#### Material supplied:
PR #132, opened 2023-10-25
test_image.py: replace wrong unicdoe character

stephanlachnit:
The character U+0441 "с" was changed to the ASCII character U+0063 "c".

### DIFF
--- a/tests/test_image.py
+++ b/tests/test_image.py
@@ -182,7 +182,7 @@ class TestImageFormats(unittest.TestCase):
         self.assertIsInstance(image, HeicImageFile)
         self.assertEqual(width, 320)
         self.assertEqual(height, 241)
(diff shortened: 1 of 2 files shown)


zerolab:
@stephanlachnit that's a good catch. There are a couple of other places where this needs updating

```
~ ❯❯❯ ag "с" .
tests/test_image.py
185:        self.assertEqual(image.mime_type, "image/heiс")
220:            self.assertEqual(image.mime_type, "image/heiс")

build/lib/willow/image.py
267:        return "image/heiс"

willow/image.py
327:        return "image/heiс"
```

annoyingly the GitHub interface doesn't differentiate between them :/

stephanlachnit:
> There are a couple of other places where this needs updating

Good catch, I updated the PR.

#### Your assignment:
All of the entries should be output exactly as they appear above.

#### Solution for this problem:
PR #132, opened 2023-10-25
test_image.py: replace wrong unicdoe character

stephanlachnit:
The character U+0441 "с" was changed to the ASCII character U+0063 "c".

### DIFF
--- a/tests/test_image.py
+++ b/tests/test_image.py
@@ -182,7 +182,7 @@ class TestImageFormats(unittest.TestCase):
         self.assertIsInstance(image, HeicImageFile)
         self.assertEqual(width, 320)
         self.assertEqual(height, 241)
(diff shortened: 1 of 2 files shown)


zerolab:
@stephanlachnit that's a good catch. There are a couple of other places where this needs updating

```
~ ❯❯❯ ag "с" .
tests/test_image.py
185:        self.assertEqual(image.mime_type, "image/heiс")
220:            self.assertEqual(image.mime_type, "image/heiс")

build/lib/willow/image.py
267:        return "image/heiс"

willow/image.py
327:        return "image/heiс"
```

annoyingly the GitHub interface doesn't differentiate between them :/

stephanlachnit:
> There are a couple of other places where this needs updating

Good catch, I updated the PR.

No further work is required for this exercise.